Italian author Italo Calvino is considered a master of metafiction, a genre of writing in which the author breaks the fourth wall to discuss the act of writing itself. For Calvino, metafiction is a way of exploring the nature of reality and the ways in which stories can shape our perceptions of the world. His novels often incorporate playful, labyrinthine structures that play with the boundaries between reality and fiction. In “If on a winter’s night a traveler,” for example, the reader is constantly interrupted by meta-level discussions of the act of reading and the nature of storytelling.

Needless to say, language models such as GPT-3 have their detractors. They tend to be quite good with some prompts, but produce rather strange responses to others, particularly if the prompt has some inconsistent or nonsensical information.

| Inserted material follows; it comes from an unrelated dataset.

PR #9889, opened 2026-08-12
feat(api-client): add copy button to the request body editor

hanspagel:
The raw request body editor had no way to copy the whole body without selecting the text by hand. This adds the same hover copy button the response panel already uses (`ScalarCodeBlockCopy`), so you can grab the body in one click. The editor stays fully editable at any size.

In any event, these developments are raising some interesting questions as to how close we are to real artificial general intelligence [Economist]. As Australian cognitive scientist David Chalmers penned in April 2022, shortly after OpenAI released the CPT-3 software [NY Times],

What fascinates me about GPT-3 is that it suggests a potential mindless path to artificial general intelligence. … It is just analyzing statistics of language. But to do this really well, some capacities of general intelligence are needed, and GPT-3 develops glimmers of them.

A 2011 Time article featured an interview with futurist Ray Kurzweil, who has predicted an era (he estimated by 2045) when machine intelligence will meet, then transcend human intelligence [Time]. Such future intelligent systems will then design even more powerful technology, resulting in a dizzying advance that we can only dimly foresee at the present time [Book].

Futurists such as Kurzweil certainly have their skeptics and detractors. But even setting aside technical questions, there are solid reasons to be concerned about the potential societal, legal, financial and ethical challenges of machine intelligence, as exhibited by the current backlash against science, technology and “elites.” As Kevin Roose writes in the New York Times, “We’re in a golden age of progress in artificial intelligence. It’s time to start taking its potential and risks seriously.”

However these disputes are settled, it is clear that in our headlong rush to explore technologies such as machine learning, artificial intelligence and robotics, we must find a way to humanely deal with those whose lives and livelihoods will be affected by these technologies. The very fabric of society may hang in the balance.